Zayna menghela napas. Menghadapi istri yang masih berada di ketiak ibu memang susah. Apa pun yang dikatakannya sudah pasti akan salah dan ujungnya semua orang akan menyalahkan dia. Drama seperti ini sudah menjadi makanannya sehari-hari.
Saat ini menghindar adalah jalan yang terbaik. Zayna segera makan dengan cepat agar bisa pergi secepatnya. Dia tidak ingin terlambat hari ini padahal seharusnya gadis itu masih dalam masa cutinya, tetapi dari pada di rumah akan semakin menyakitkan hati, lebih baik pergi bekerja dan mendapatkan uang.

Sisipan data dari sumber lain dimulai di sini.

PR #336, opened 2025-04-13
Fix animation and transition effects in ProgressBar

jonidelv:
While working on https://github.com/velocitylabs-org/turtle/pull/332, I noticed an improvement in the `ProgressBar` component. When the `outlinedProgressBar` prop was set to true, the animation (the width transition effect) was not functioning. This fix resolves that issue.

### DIFF
--- a/app/src/components/ProgressBar.tsx
+++ b/app/src/components/ProgressBar.tsx
@@ -21,10 +21,15 @@ export default function ProgressBar({ progress, outlinedProgressBar }: ProgressB
           />
         </div>
       ) : (
-        <div className="mb-4 h-2 rounded-full border border-turtle-secondary bg-white">
+        <div
+          className={cn(
+            'mb-4 h-2 rounded-full border border-turtle-secondary bg-white',
+            progress <= 0 && 'animate-pulse',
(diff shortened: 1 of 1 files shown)


app/src/components/ProgressBar.tsx
```diff
@@ -21,10 +21,15 @@ export default function ProgressBar({ progress, outlinedProgressBar }: ProgressB
           />
         </div>
       ) : (
-        <div className="mb-4 h-2 rounded-full border border-turtle-secondary bg-white">
+        <div
+          className={cn(
+            'mb-4 h-2 rounded-full border border-turtle-secondary bg-white',
+            progress <= 0 && 'animate-pulse',
```
jonidelv, line 27: using the same as here https://github.com/velocitylabs-org/turtle/blob/04ba41548bc85733e032097ed19c8c1f8416d4b4/app/src/components/ProgressBar.tsx#L15

NunoAlexandre:
Nice! I will let @Victor-Salomon give a final review 👌

Victor-Salomon (approved):
LGTM 🦾

PR #341, opened 2025-04-14
Conditional dividers in UI and wait for destination token

jonidelv:
I was going through the new swap UI and noticed a couple of things:

1. We’re currently showing the divider for the destination token, even though at that point we’re just displaying the token itself and not any amount. This initially made me think that a value (like the amount I’d receive) was going to appear there. Since nothing actually shows up, I think it might be better to remove the divider for the destination token to avoid any confusion.
2. I also noticed that the fee UI appears even before a destination token is selected. This can make the UI feel a bit off and harder to understand, especially when the token selection menu is still open. I think it would be a smoother experience if we waited for the destination token to be selected before showing the fee-related info.

Let me know what you think.

<p align="center">
  
  
</p>

**Note:**
It should be safe to merge into `feat/swaps-mvp`, even with the failing unit test. We’re already aware of the issue, and it’s also happening on that branch. If everything else looks good, we could consider force-merging it.

### DIFF
--- a/app/src/components/ChainTokenSelect.tsx
+++ b/app/src/components/ChainTokenSelect.tsx
@@ -49,6 +49,7 @@ interface ChainTokenSelectProps {
     sourceChainToDetermineOriginBanner: Chain | null
     error?: string
     clearable?: boolean
+    showVerticalDivider?: boolean
     orderBySelected?: boolean
     /** The token displayed at the top or below the selected token in the dropdown. Can be used to make it easier to select the source token again. */
     priorityToken?: Token | null
@@ -230,6 +231,7 @@ interface TokenAmountInputProps {
   token: {
     value: Token | null
     sourceChainToDetermineOriginBanner: Chain | null
+    showVerticalDivider?: boolean
   }
   amount?: {
     value: number | null
@@ -285,7 +287,7 @@ const TokenAmountInput = ({
             )}
           </div>
           <ChevronDown strokeWidth={0.2} className="ml-1" />
-          <VerticalDivider />
+          {token.showVerticalDivider && <VerticalDivider />}
           <div className="align-center ml-1 flex flex-col">
             <input
               data-cy="amount-input"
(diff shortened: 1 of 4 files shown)


app/src/components/ChainTokenSelect.tsx
```diff
@@ -49,6 +49,7 @@ interface ChainTokenSelectProps {
     sourceChainToDetermineOriginBanner: Chain | null
     error?: string
     clearable?: boolean
+    showVerticalDivider?: boolean
```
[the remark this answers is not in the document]
jonidelv: Sounds good. I changed it to check if we are disabling the amount, meaning that if the amount is not enabled, the input does not accept a value, and thus, the separator shouldn't show.

app/src/components/Transfer.tsx
```diff
@@ -146,7 +146,7 @@ export default function Transfer() {
   else if (balanceData?.value === 0n) amountPlaceholder = 'No balance'
   else amountPlaceholder = formatAmount(Number(balanceData?.formatted), 'Longer')
 
-  let receiveAmountPlaceholder = 'Receive Amount'
+  let receiveAmountPlaceholder = 'Receive Token'
```
jonidelv, line 149: We are not showing the amount in the receiving token input, only the token itself.

NunoAlexandre: This should be 'amount', not token  👀 

```suggestion
  let receiveAmountPlaceholder = 'Receive amount'
```

noahjoeris:
Is it compliant with #346 ?
We now always show a receive amount

jonidelv:
It should be, since I'm using this: `!!amount?.value || !!amount?.placeholder`, meaning that if we don't have a value or a placeholder, that space is empty (blank), so there's no point in showing the divider.

NunoAlexandre (approved):
LGTM :)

"Kakak kenapa diam? Kenapa tidak men—"
"Dia suamimu! Belajarlah melayaninya jangan sampai dia mencari istri lain dengan kedok pelayan untuk melayaninya!" Zayna segera pergi sebelum mendapat semburan panas dari penghuni rumah lainnya.

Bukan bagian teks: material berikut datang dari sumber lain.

PR #346, opened 2025-04-15
impr: show receive amount for transfers

noahjoeris:
This PR adds the receive amount also for transfers. It deducts the fees if there are some.


Victor-Salomon (approved):
Nice 🦾

it would have been nice to create some types for the isSwap, isSameChainSwap and isSwapWithTransfer instead of repeating the extended object, but we never use those anywhere else

PR #352, opened 2025-04-16
impr: make address copyable and adjust dropdown trigger area

noahjoeris:
This PR adds copying the wallet address. And adjusts the area to click to open the dropdown. As discovered in our feature testing.


NunoAlexandre:
@noahjoeris the actually clickable area feels right now but the mouse cursor still shows as if it's clickable everywhere. Try to select a chain & token and then place the mouse next to the "Connect" button to reproduce what I mean.

noahjoeris:
@NunoAlexandre That's the same behavior as on main. I replicated it as you said.

noahjoeris:
I can fix that in another PR

NunoAlexandre:
> @NunoAlexandre That's the same behavior as on main. I replicated it as you said.

You are right apparently, but clearly it's wrong on main from a UX perspective. And what I meant to ask to replicate is the fix of the clickable area 🙏

NunoAlexandre:
> I can fix that in another PR

Can we keep some common sense on opening new PRs? There is no need to open a new PR for every review comment, specially when it's so interconnected. Thanks

noahjoeris:
Sure. But your comment was too late, I had already merged.

PR #353, opened 2025-04-17
fix: remove sentry capture

noahjoeris:
Removes sentry capture if a token is not found via multilocation. Which means we do not support it via our registry.


NunoAlexandre (approved):
Fair 👍

Victor-Salomon (approved):
Good to me ;)

PR #354, opened 2025-04-17
fix: wrong origin chain banner

noahjoeris:
This small PR fixes the issue of showing a wrong origin banner on a swap

image


NunoAlexandre (approved):
Voila ✨

PR #360, opened 2025-04-22
Avoid stylin leaking in the Widget

steoo:
[Linear Issue](https://linear.app/velocitylabs/issue/VEL-382/widgetfix-css-variables-over-ride-some-of-the-host-app-css-config)

The issue we currently have is that the widget, being it a Vite app, is loading and injecting styles. This means that it will: 

- Leak styles in the consumer's app
- Suffer from styles that are in the consumers app

What has been done: 
- Made the package names consistent `@velocitylabs-org/turtle-<package-name>`
- Generalised eslint config for ui and widget. The idea is to have one config for all, but there are some inconsistencies between vite, next and non-framework packages.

"Apa maksudmu? Kamu menginginkan pernikahanku hancur! Itu tidak akan terjadi!" teriak Zanita dengan emosi.
"Sudahlah, Sayang. Jangan teriak-teriak, Zayna hanya berusaha menasehatimu," ujar Fahri.

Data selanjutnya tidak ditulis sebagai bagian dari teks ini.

Issue #379, opened 2024-02-20
v0.25.0 crashes with ENOENT on fresh install


merceyz:
In a fresh docker container running Corepack crashes with ENOENT

```console
$ docker run --rm -it node:20.11.1 bash -c "npm install -g corepack@0.25.0 && corepack yarn -v"
Internal Error: ENOENT: no such file or directory, open '/root/.cache/node/corepack/lastKnownGood.json'
Error: ENOENT: no such file or directory, open '/root/.cache/node/corepack/lastKnownGood.json'
```

Git bisect points to https://github.com/nodejs/corepack/pull/364.

devj3ns:
Same issue here. Maybe related to [this](https://github.com/nodejs/corepack/pull/364) change in v0.25.0 ?

merceyz:
Git bisect points to https://github.com/nodejs/corepack/pull/373.

merceyz:
Git bisect points to https://github.com/nodejs/corepack/pull/373.

half0wl:
Same issue here on [railway.app](https://railway.app/) -- we're seeing a lot of builds utilizing corepack fail due to this.

Our current workaround is to install the last known good release (`0.24.1`):
```sh
npm install -g corepack@0.24.1
```

nikolalsvk:
I'm using railway.app with nixpacks and the fix is to create a `nixpacks.toml` with this:

```
[phases.install]
cmds = ["npm install -g corepack@0.24.1 && corepack enable", "pnpm i --frozen-lockfile"]
dependsOn = ["setup"]
```

I'm using `pnpm i --frozen-lockfile` but you can replace it with the command of your choice.

aduh95:
I have a potential fix: https://github.com/nodejs/corepack/pull/382
If someone could try it out and confirm if it solves the issue, that'd be great.

ajw725:
we ran into this as well. running `corepack install --global <yarn-version>` fixes the issue, but we have to run that separately for each user that needs to use yarn.

ntucker:
Thanks for the quick fix aduh95! I'm wondering since this is breaking many peoples CI - when is the plan to release this? I can't do a workaround for my usage of https://docs.renovatebot.com/ as it is a third party tool that depends on this working.

aduh95:
v0.25.2 is out with the fix. Let us know if you're still issues.

Elantest:
Thanks, it works as expected !

secustor:
[...]

PR #382, opened 2024-02-20
fix: do not hard fail if Corepack home folder cannot be created

aduh95:
Fixes: https://github.com/nodejs/corepack/issues/379


merceyz (changes requested):
Could you add a test?

One that runs `HOME="/tmp/some/folder/here" yarn -v` should be enough to reproduce the issue.

aduh95:
The reason the tests didn't catch it is because we specifically disable it: https://github.com/nodejs/corepack/blob/4a8ce6d42f081047a341f36067696346c9f3e1ea/tests/main.test.ts#L14

If we re-enable it, it will cause the nock to be outdated as soon as Yarn publish a new version (if we use `yarn -v`) which is not ideal.

merceyz (approved):

anonrig (approved):

PR #339, opened 2023-12-11
Fallbacks to npm when COREPACK_NPM_REGISTRY is set

arcanis:
It's been mentioned a couple of times that Yarn publishing its versions on its own was inconvenient for people using private npm mirrors. I'd prefer to keep using our store by default, but it makes sense to offer a way to fallback to the npm store when requested. This diff changes the logic so that we use the `@yarnpkg/cli-dist` package when the `COREPACK_NPM_REGISTRY` variable is set. It should be backward-compatible, since the `registry` field is still the same.

Fixes #337

PR #396, opened 2024-02-23
Download yarn from custom npm registry

### LINKED ISSUE #337: feature request: use default npm registry for Yarn
Currently yarn classic is downloaded from `https://registry.yarnpkg.com/yarn/-/yarn-{}.tgz` and yarn berry is downloaded from `https://repo.yarnpkg.com/{}/packages/yarnpkg-cli/bin/yarn.js`. Neither of them can make use of `COREPACK_NPM_REGISTRY` since [it only replaces `registry.npmjs.org`](https://github.com/nodejs/corepack/blob/b7aa57644c490f8700834721ab0a70d093264b22/sources/corepackUtils.ts#L122-L125).

Since `registry.yarnpkg.com` seems is only an alias of `registry.npmjs.org` (as they returns same bunch of ips) and there is `@yarnpkg/cli-dist`, maybe they could all be changed to the "default npm registry" and then works with `COREPACK_NPM_REGISTRY`

zhyupe:
#339 uses custom npm registry to resolve package manager versions. However, it still downloads from npm since `spec.url` is set to `repo.yarnpkg.com`.

This PR trys to resolve a tarball from npm registry when `COREPACK_NPM_REGISTRY` is set. Moreover, as configured `spec.bin` for yarn berry only support package manager downloaded as `.js` file, the `bin` config for custom package managers is used and now has higher priority than `spec.bin`.

This should completely fix #337


sources/corepackUtils.ts
```diff
@@ -1,20 +1,20 @@
...
+import semver                                                                                 from 'semver';
+
+import * as engine                                                                            from './Engine';
+import * as debugUtils                                                                        from './debugUtils';
+import * as folderUtils                                                                       from './folderUtils';
+import * as fsUtils                                                                           from './fsUtils';
+import * as httpUtils                                                                         from './httpUtils';
+import * as nodeUtils                                                                         from './nodeUtils';
+import * as npmRegistryUtils                                                                  from './npmRegistryUtils';
+import {RegistrySpec, Descriptor, Locator, PackageManagerSpec, BinList, BinSpec, InstallSpec} from './types';
```
aduh95, line 17: Consider splitting it in two exports to avoid needing vertical scroll to see the imports
```suggestion
import {RegistrySpec, Descriptor, Locator, PackageManagerSpec} from './types';
import {BinList, BinSpec, InstallSpec} from './types';
```

aduh95:
I don't know how reasonable it is to ask, but it'd be nice to have a test that emulates a custom registry so we can validate we don't have regressions.

zhyupe:
> I don't know how reasonable it is to ask, but it'd be nice to have a test that emulates a custom registry so we can validate we don't have regressions.

Okay, I'll add a test case later today.

aduh95:
It looks like tests are failing, you probably need to update the nock db – you’d need to run the tests with `NOCK_ENV=record` and commit the updated db file.

NavinPa:
#393

NavinPa:
[](url)

aduh95 (approved):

"Kamu membelanya, Sayang? Padahal aku istrimu, bukan dia," ucap Zanita dengan nada dibuat sedih yang dibuat-buat.
"Bu–bukan seperti itu, Sayang. Sudahlah, aku juga tidak apa-apa kalau tidak minum kopi," pungkas Fahri yang tidak ingin ada masalah.
Wanita itu mengepalkan tangannya di bawah meja. Dia tidak terima dengan perkataan kakaknya. Wanita itu merasa jika Zayna sedang mengejek karena Zanita sudah merebut Fahri padahal pria itu calon suami kakaknya.
Rahmat tadi sempat melihat pipi Zayna yang membekas merah sedikit biru. Meski gadis itu sudah menutupinya dengan bedak, tetap saja masih terlihat. Pasti rasanya sakit sekali, tapi kenapa dia merasa biasa-biasa saja atau memang Zayna sengaja tidak ingin orang lain khawatir. Rahmat membuang napas kasar.
.
.
.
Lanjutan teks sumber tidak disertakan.